Spokane Public Schools is lining up its next three major projects, valued at nearly $60 million, that will be under construction this year and next.
The projects are the $36.6 million Salk Middle School replacement, the $14.1 million North Central cafeteria and commons addition, and the $8.7 million second phase of the Newtech Skill Center expansion and renovation.
The Salk and North Central projects will be the first major projects to be funded through the $145 million bond measure district voters approved in February. The Newtech project will be paid for with state funds, and the Salk project also is expected to be subsidized with a state match of $11.6 million.
The school district recently awarded T.W. Clark Construction LLC, of Spokane, the contract for the $8.7 million Newtech second phase, says Greg Forsyth, the district’s capital projects director.
The project will include renovating a 28,000-square-foot, single-story building on the Newtech campus, at 4141 N. Regal. It will upgrade the building to match the 35,000-square-foot expansion phase of the project completed recently on the south side of the complex.
Bernardo|Wills Architects PC, of Spokane, designed both phases.
The second phase is expected to be completed by the fall of 2016.
The Newtech Skill Center serves about 700 high school students from 13 school districts in the Spokane area. The skill center offers instruction in several technical-education programs, including media production, Web development, construction technology, criminal justice, veterinary assistance, applied health, automotive mechanics, cosmetology, culinary arts, and welding.
SPS recently named Garco Construction Inc., of Spokane, the general contractor/construction manager for the Salk project, and earlier had selected Graham Construction & Management Inc., of Spokane Valley, as the GC/CM for the North Central project, Forsyth says.
“It brings the contractor on as a partner through the design process,” he says, adding that the GC/CM approach can result in time savings and greater budget control.
Forsyth says Garco and Graham will help put together bid packages for their respective projects that will go out for subcontractor bids next spring.
The Salk project will involve constructing a 97,000-square-foot, two-story classroom and administrative building along Francis Avenue on the southern part of the campus.
The new school building is scheduled to open to students by fall 2018. The current 142,000-square-foot school building at 6411 N. Alberta, which was built in 1961, will be demolished, he says.
Including a new gym there that was completed last summer, the new school will be similar in size, but more efficient than the original structure school, Forsyth says.
The Salk gym project was one of the last big projects funded through the $288 million 2009 bond measure.
On the North Central campus, at 1600 N. Howard, the 44,000-square-foot commons building will be erected north of a science and technology building that was constructed under the 2009 bond.
Spokane-based NAC|Architecture is designing the cafeteria and commons project, which is scheduled to be completed by summer 2018.
The new building will provide a link between the science and technology building and older parts of the high school complex, Forsyth says.
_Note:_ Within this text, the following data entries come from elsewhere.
PR #1828, opened 2026-09-02
Bound access source name-sync retries

aureliensibiril:
## The incident

One customer's Metabase access-review source hot-looped in production from 10:52 UTC on 2 Sep, producing **~57,000 failed attempts/hour**. At three log lines an attempt that was **81% of all prod probod log volume** (513,558 of 634,768 lines over three hours) and >99% of every WARN and ERROR the fleet emitted — every other error was buried under it.

Not a regression: `metabase.go` and `name_resolver.go` are unchanged from probod/v0.273.0 through v0.276.0. It was armed by customer data.

## Why it never stopped

- `LoadNextUnsyncedNameForUpdateSkipLocked` claims on `name_synced_at IS NULL` — a **pure read** that a failed `Process` never transitions, and whose row lock ends when the claim transaction commits.
- `kit/worker`'s inner drain loop (`worker.go:290-298`) breaks **only when `Claim` errors**. `processNext` launches `Process` in a detached goroutine and returns `nil` unconditionally (`worker.go:378`), so a `Process` failure is structurally invisible to the loop and `WithInterval(10s)` gates only the first cycle.
- Metabase answered `/api/session/properties` with **HTTP 200 and an HTML body**, so `json.Decode` failed on the first byte. `nameStatusError` classifies **status codes only** (400/401/403/404), so a decode failure was never terminal.
- Ordered by `created_at`, the poisoned row also **head-of-line blocked** name resolution for every source created after it.

This is the third recurrence of the class in this one worker — `c83770109` and `94552dbf1` ("Make Grafana/Metabase/Tailscale name errors terminal") both patched this same file for this same symptom by enumerating one more terminal case.

## How the connector got there

`doProbeRequest` rejected only 401/403 and discarded the body, so a 200 + HTML passed as a **healthy connector** at connect time. Seven providers take a customer-supplied base URL and can land on something that is not their API: Metabase, PostHog, Grafana, Authentik, Langfuse, SigNoz, Okta.

## The fix

**Retry policy moves into the claim predicate**, so it binds whatever the provider does rather than depending on a driver having named the error class. `name_sync_attempts` / `name_sync_next_attempt_at` are charged **inside the claim transaction** — the source yields its slot and `Claim` reports no task instead of spinning. Five attempts over fifteen minutes (1m/2m/4m/8m) ride out a brief outage; past that the source keeps its generic name until a reconnect clears the budget.

`ErrTerminalNameResolution` is kept, demoted to a shortcut that spares four requests on a known-permanent failure. It still earns its place — over the last 30 days it retired Notion, Tally, Brex, GitHub, Cloudflare and HubSpot failures on their first attempt — but it is no longer what guarantees termination.

Also:
- `MarkNameSynced` is a targeted update guarded on the attempt count, so a reconnect or relink landing during a resolve is no longer reverted by a full-row write from a struct read up to 10s earlier.
- The probe rejects a **2xx** whose body opens with `<`. Other statuses keep their verdict, so a provider's 5xx maintenance page stays transient rather than flipping a working connector to disconnected.
- The handler's WARN (duplicating what `kit/worker` already logs) is gone and the per-claim INFO is now Debug: 3 lines per attempt → 1.
- `worker.WithRegisterer` is wired, so `worker_tasks_total{status="failed"}` reaches a scraped registry. Its absence is why this surfaced as log volume rather than an alert.

## Behavior change

That customer's existing Metabase connector will now report **Disconnected** with `probe_failure=not_an_api_endpoint_200` instead of looking healthy — which is the point, but it is visible. Only 2xx+HTML triggers it; every probe failure in prod over the last 30 days is a genuine 401/403/OAuth rejection, so this adds no false positives to what already fails.

## Verification

- Migration + partial index applied against Postgres 17; `ADD COLUMN NOT NULL DEFAULT` is metadata-only on PG≥11 and this table holds one row per connector.
- Four `pkg/coredata` pg-harness tests pin the invariants: a charged attempt is invisible to the next claim, a backing-off source yields the queue and returns when the backoff lapses, a concurrent reset beats the worker's write, and the widened reset predicate frees a mid-backoff row. **Three of the four fail against the un-gated claim query**, so they are not vacuous.
- `go vet ./...` clean, `golangci-lint run ./pkg/...` 0 issues, all touched package tests pass.

## Operator note

This does not retroactively clear the stuck row. To stop the flood before the deploy:

```sql
UPDATE access_review_sources SET name_synced_at = now(), updated_at = now()
WHERE id = '2hR0H2lAAAEARwAAAaBhv30MjZ0pe1Ec';
```

https://claude.ai/code/session_01UYv1Yv24Zi6B7Ru6bxoHWu

### DIFF
--- a/pkg/accessreview/errors.go
+++ b/pkg/accessreview/errors.go
@@ -193,8 +193,9 @@ func (e *ProbeError) Unwrap() error {
 }
 
 // IsProviderVerdict reports whether err is the provider's answer rather than a
-// failure on Probo's side. Only a rejected credential, a transport failure that
-// reached the provider, and a refused token refresh qualify. Everything else a
+// failure on Probo's side. Only a rejected credential, a host that answered
+// with a page instead of its API, a transport failure that reached the
+// provider, and a refused token refresh qualify. Everything else a
 // probe can return (settings that will not decode, a request that could not be
 // built, a registry misconfiguration) is ours, so the default is to treat a
 // failure as Probo's and report it in full.
@@ -209,6 +210,12 @@ func IsProviderVerdict(err error) bool {
 	}
 
 	if _, ok := errors.AsType[*provider.CredentialRejectedError](err); ok {
+		return true
+	}
+
+	// The server answered, just not with its API: the URL the customer gave
+	// points somewhere else. That is their configuration, not our failure.
+	if notAPI, ok := errors.AsType[*provider.NotAnAPIEndpointError](err); ok && notAPI != nil {
 		return true
 	}
 
@@ -246,6 +253,10 @@ func ProbeFailureCode(err error) string {
 	// would cost more than the lost detail.
 	if rejected, ok := errors.AsType[*provider.CredentialRejectedError](err); ok && rejected != nil {
 		return fmt.Sprintf("credential_rejected_%d", rejected.StatusCode)
+	}
+
+	if notAPI, ok := errors.AsType[*provider.NotAnAPIEndpointError](err); ok && notAPI != nil {
+		return fmt.Sprintf("not_an_api_endpoint_%d", notAPI.StatusCode)
 	}
 
 	if _, ok := errors.AsType[*url.Error](err); ok {
--- a/pkg/accessreview/probe_error_test.go
+++ b/pkg/accessreview/probe_error_test.go
@@ -62,6 +62,15 @@ func TestProbeFailureCodeIsSafeToLog(t *testing.T) {
 	)
 	assert.Equal(t, "credential_rejected_403", accessreview.ProbeFailureCode(rejected))
 
+	// A base URL that reaches a page instead of an API is the customer's
+	// configuration, and the status is what separates it from a credential
+	// they need to reconnect. The page itself is theirs and never quoted.
+	notAPI := accessreview.NewProbeError(
+		coredata.ConnectorProviderMetabase,
+		&provider.NotAnAPIEndpointError{StatusCode: 200},
+	)
+	assert.Equal(t, "not_an_api_endpoint_200", accessreview.ProbeFailureCode(notAPI))
+
 	// A transport error embeds the customer's self-hosted host, so only the
 	// classification survives.
 	transport := accessreview.NewProbeError(
@@ -169,6 +178,7 @@ func TestIsProviderVerdict(t *testing.T) {
 
 	// The provider answered.
 	assert.True(t, accessreview.IsProviderVerdict(&provider.CredentialRejectedError{StatusCode: 401}))
+	assert.True(t, accessreview.IsProviderVerdict(&provider.NotAnAPIEndpointError{StatusCode: 200}))
 	assert.True(t, accessreview.IsProviderVerdict(&url.Error{Op: "Get", URL: "https://x.example", Err: errors.New("refused")}))
 	assert.True(t, accessreview.IsProviderVerdict(&oauth2.RetrieveError{ErrorCode: "invalid_grant"}))
 	// A workload identity connector is answered by STS through the SDK, so an
--- a/pkg/accessreview/service.go
+++ b/pkg/accessreview/service.go
@@ -24,6 +24,7 @@ import (
 	"context"
 	"time"
 
+	"github.com/prometheus/client_golang/prometheus"
 	"go.gearno.de/kit/log"
 	"go.gearno.de/kit/pg"
 	"go.gearno.de/kit/worker"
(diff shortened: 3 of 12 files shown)


aureliensibiril:
@cubic review

aureliensibiril:
All six findings addressed in `fcd9f3b72`:

1. **`errors.go:217`** — `IsProviderVerdict`'s "Only … qualify" comment now names the non-API-endpoint branch.
2. **`access_review_source.go:725`** — right: the budget is charged at claim time, so a crash between the charge and the resolve left the row over it. `Process` now retires a row whose attempts already exceed the ceiling *before* the resolve, so a crash loop costs no further provider requests and the bound holds. Kept the ceiling in Go rather than in the claim predicate — gating there would strand an exhausted row unsynced with no terminal marker, and 4 other workers (`certificate.go:914`, `scim_bridge.go:451`, …) use the same const-plus-terminal-write shape.
3. **`probe.go:211`** — the fixed 64-byte prefix is gone; leading whitespace is now skipped across a bounded number of 512-byte reads. Covered by a `600 spaces + <!doctype` case.
4. **`probe.go:218`** — agreed, and this was the important one. A false positive retires a *working* connector, which is worse than missing a misconfiguration, so the check now matches HTML specifically (`<!doctype`/`<html`/`<head`/`<body`, case-insensitive) instead of any leading `<`. `<?xml` and a bare `<soap:Envelope` now pass; the test that enshrined the old behaviour is inverted, and `respondsWithMarkup` is renamed `respondsWithHTML`.
5. **`20260902T164733Z.sql:27`** — correct and the one with real blast radius. probod deploys blue/green (prod currently runs three versions concurrently), and the previous release's INSERT omits this column, so dropping the default would have failed those writes mid-rollout. Default retained, with a comment saying the drop belongs in a later migration. This one was self-inflicted: I added the `DROP DEFAULT` to satisfy `contrib/claude/coredata.md:467`, which doesn't account for the rollout window.
6. **`access_review_source_name_sync_test.go:143`** — the deadline is now read back against `SELECT NOW()` from the same database, so host/DB clock skew can't flake it.

Verified: full suite green with `-race` against Postgres 17, `go vet ./...` clean, `golangci-lint` 0 issues. Rebased on `40bb81e0e`.

aureliensibiril:
@cubic review

aureliensibiril:
All four addressed in `1315bb457`.

**P1 — `source_name_worker.go:300` / the reconnect race.** Correct, and it was a real hole in the guard rather than a theoretical one. Reproduced it in a test first: worker A claims (attempts 0→1) and starts resolving; a reconnect resets the budget; worker B claims and charges back to 1; A finishes and its `MarkNameSynced` matches again, landing the stale name and retiring B's claim.

Fixed by making the guard a claim generation instead of a counter — `MarkNameSynced` now also matches on `name_sync_next_attempt_at`, which `RecordNameSyncAttempt` stamps fresh from the database clock on every claim and already returned. `IS NOT DISTINCT FROM` so a NULL deadline compares correctly. No new column: the deadline is already unique per claim, which is what a generation token would have provided. `TestMarkNameSyncedYieldsToAReclaimAtTheSameAttemptCount` pins it, and fails on the stale-name and stale-retire assertions with the deadline term removed.

**P2 — budget boundary untested.** Added `TestNameSyncBudgetIsSpentOverFiveAttempts`, which claims and charges through the whole 1m/2m/4m/8m/16m schedule, asserts the row stays claimable at every step below the ceiling, and that retiring at the exhausted count takes it out of the queue. The Go-side `attempts > max` branch in `Process` is still only covered indirectly — a worker-level test needs a connector, an encryption key and a provider registry, which I did not think was worth the scaffolding here.

**P2 — `errors.go:218` nil guard.** Added. Note the branch never dereferences, so unlike `ProbeFailureCode` it could not panic — only misclassify a value no caller can construct — and the sibling `CredentialRejectedError` branch is unguarded for that reason. Taking it anyway since it is one line and you have given feedback on nil-safe probe classifiers before.

**P2 — blue/green overlap.** Agreed and now stated in the commit body: previous-release pods claim without charging an attempt, so a source failing this way keeps looping on them until the deploy drains. Marking the row synced by hand is what stops it before then — which is the operator step for the live incident regardless of this PR. I have not added a database-side compatibility mechanism; the loop is bounded by the rollout and the manual mitigation already covers the urgent case.

Verified: full suite green with `-race` against Postgres 17, `go vet ./...` clean, `golangci-lint` 0 issues. Rebased on `40bb81e0e`.

aureliensibiril:
@cubic review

The structure will have enough space to serve all North Central students in two lunch periods, enabling the high school to have a closed campus during the day.
The district’s finance division is scheduled next month to sell its first round of bonds authorized by the measure passed earlier this year, says Mark Anderson, the district’s associate superintendent of school support services.
“We’ll be doing about $50 million out of the $145 million,” Anderson says. Piper Jaffray Cos., the Minneapolis-based investment bank and asset-management concern, will handle the sale, he says.
The district also plans to refinance some of its 2009 debt, due to lower interest rates that now are available.
Linda McDermott, the district’s finance director, says refinancing $36.9 million of debt will result in $2.8 million savings to taxpayers.
“The difference in borrowing costs is that significant,” McDermott says.
Looking ahead, a $25.7 million Franklin Elementary modernization and addition project is in the pre-design stage, and ALSC Architects PS, of Spokane, will start work on schematic designs in the spring, Forsyth says.
The project likely will go out to bid in early 2017, and construction is expected to start that spring and to be completed in late 2019.
The project will include preserving and remodeling 17,000 square feet of the original structure and constructing a 40,000-square-foot addition, Forsyth says, adding that the addition will replace portable classrooms currently being used at the campus, at 2726 E. 17th.
The original brick school building was constructed in 1909.
“We will apply for historic restoration recognition,” Forsyth says.
Other projects that are to be funded under the most recent bond measure and to be constructed between 2017 and 2022 include a $22.4 million Linwood Elementary replacement, a $13.6 million Shaw Middle School gym replacement, a $4.5 million Lewis and Clark High School addition, and Adams Elementary and Wilson Elementary classroom additions and upgrades totaling $9.5 million.
The project list also includes $80 million for other additions and portables, technology upgrades, safety and security improvements, property purchases, and smaller facility improvements districtwide.